Drain and rinse the jackfruit from the can. Rinse very well if your jackfruit was packed in brine. Chop off the hard center core portions, if desired. I like the texture better with the tougher parts removed.
Heat the olive oil in a large skillet over medium heat, then add the onion and cook for 3-4 minutes until translucent. Now add the jackfruit and 1/2 cup of water, cover and simmer for about 10 minutes to soften the jackfruit.
While the jackfruit simmers, make the wet spice mix by stirring all the ingredients together in a small bowl. Preheat the oven to 425 degrees F at this time and line a large baking sheet with parchment paper.
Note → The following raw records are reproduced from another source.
PR #120, opened 2023-01-24
Fix unset property from server

### LINKED ISSUE #110: Unset properties not functioning from Server
Unsetting properties for server owned interfaces does not correctly work.
When a server unsets a propery and sends the related message to the device, the device returns the following error.
```
poll error ReceiveError("You are receiving the wrong type for this mapping")
```
This error is triggered by the following check:
https://github.com/astarte-platform/astarte-device-sdk-rust/blob/8286c58a325ae0b4eddedb69c756e7a243ad7a77/src/interfaces.rs#L252-L256
As can be seen above the type of the received data is compared to the expected type from the interface mapping.
This creates an undesired behaviour when the received type is `AstarteType::Unset`.

I suggest the following fix:
```
if (individual != AstarteType::Unset) && (individual != mapping.mapping_type()) {
    return Err(AstarteError::ReceiveError(
    "You are receiving the wrong type for this mapping".into(),
    ));
}
```

This fix does not account if the property has the `allow_unset` flag set. Assuming the Server only sends unset messages for properties that are unsettable.

sorru94:
Closes #110.

### DIFF
--- a/src/interfaces.rs
+++ b/src/interfaces.rs
@@ -22,7 +22,7 @@ use std::collections::HashMap;
 
 use crate::{interface::traits::Mapping, types::AstarteType, AstarteError, Interface};
 
-#[derive(Clone)]
+#[derive(Clone, Debug)]
 pub struct Interfaces {
     pub interfaces: HashMap<String, Interface>,
 }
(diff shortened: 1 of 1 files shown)


src/interfaces.rs
```diff
@@ -233,23 +233,19 @@ impl Interfaces {
...
+                            "Do not unset a mapping without allow_unset".into(),
+                        ));
                     }
                 }
 
-                if individual != mapping.mapping_type() {
+                if (individual != AstarteType::Unset) && (individual != mapping.mapping_type()) {
                     return Err(AstarteError::ReceiveError(
                         "You are receiving the wrong type for this mapping".into(),
                     ));
```
harlem88, line 251: What do you think if you rewrite something  like this?
``` Rust
if (individual == AstarteType::Unset) {
    if bdata.is_empty() && !map.allow_unset {
        return Err(AstarteError::ReceiveError( "Do not unset a mapping without allow_unset".into(),
        ));
    }
}
```
the validation of a property with `unset` fails only if  ` bdata.is_empty() && !map.allow_unset` , while is true in the other case, also the line 252 can remain unchanged.

harlem88 (changes requested):

src/interfaces.rs
sorru94: By reverting the guard: 
```
if (individual != AstarteType::Unset) && (individual != mapping.mapping_type()) {
```
to:
```
if individual != mapping.mapping_type() {
```
Unsetting a property would always fail as the mapping does not match.
Furthermore, the condition `bdata.is_empty()` is actually equivalent to  `individual == AstarteType::Unset`. As `individual` is set to `AstarteType::Unset` in the function `deserialize`.

harlem88 (approved):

After 10 minutes, remove the lid and mash the jackfruit with a potato masher or two forks, to create a shredded texture. Add the wet spice mix and stir into mashed jackfruit, and cook for 5 minutes, stirring frequently.
Now add in the orange juice, lime juice and liquid smoke and simmer on low heat for about 10 minutes.
Spread the jackfruit onto the prepared pan, evenly, and bake for 15-25 minutes, until it's golden, crispy and even a bit blackened in some spots.
Remove from the oven and serve warm in tortillas, burritos, bowls or wherever you desire with guacamole, diced red onion, sliced jalapenos and cilantro.